Collected data entries.
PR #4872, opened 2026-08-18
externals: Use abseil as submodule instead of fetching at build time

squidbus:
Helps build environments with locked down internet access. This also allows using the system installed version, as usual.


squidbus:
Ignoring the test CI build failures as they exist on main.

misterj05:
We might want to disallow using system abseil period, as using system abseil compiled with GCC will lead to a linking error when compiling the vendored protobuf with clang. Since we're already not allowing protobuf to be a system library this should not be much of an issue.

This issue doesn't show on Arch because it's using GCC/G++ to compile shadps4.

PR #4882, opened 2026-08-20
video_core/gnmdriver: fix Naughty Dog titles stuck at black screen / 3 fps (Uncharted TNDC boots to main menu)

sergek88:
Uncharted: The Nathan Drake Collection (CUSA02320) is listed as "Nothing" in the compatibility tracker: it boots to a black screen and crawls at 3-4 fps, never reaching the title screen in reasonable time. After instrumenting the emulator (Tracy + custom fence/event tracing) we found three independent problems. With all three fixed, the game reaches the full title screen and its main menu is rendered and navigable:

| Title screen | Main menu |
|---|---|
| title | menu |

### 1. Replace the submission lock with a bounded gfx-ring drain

BRIEF. Would you return the entries exactly as they stand?

EXERCISE OUTPUT.
PR #4872, opened 2026-08-18
externals: Use abseil as submodule instead of fetching at build time

squidbus:
Helps build environments with locked down internet access. This also allows using the system installed version, as usual.


squidbus:
Ignoring the test CI build failures as they exist on main.

misterj05:
We might want to disallow using system abseil period, as using system abseil compiled with GCC will lead to a linking error when compiling the vendored protobuf with clang. Since we're already not allowing protobuf to be a system library this should not be much of an issue.

This issue doesn't show on Arch because it's using GCC/G++ to compile shadps4.

PR #4882, opened 2026-08-20
video_core/gnmdriver: fix Naughty Dog titles stuck at black screen / 3 fps (Uncharted TNDC boots to main menu)

sergek88:
Uncharted: The Nathan Drake Collection (CUSA02320) is listed as "Nothing" in the compatibility tracker: it boots to a black screen and crawls at 3-4 fps, never reaching the title screen in reasonable time. After instrumenting the emulator (Tracy + custom fence/event tracing) we found three independent problems. With all three fixed, the game reaches the full title screen and its main menu is rendered and navigable:

| Title screen | Main menu |
|---|---|
| title | menu |

### 1. Replace the submission lock with a bounded gfx-ring drain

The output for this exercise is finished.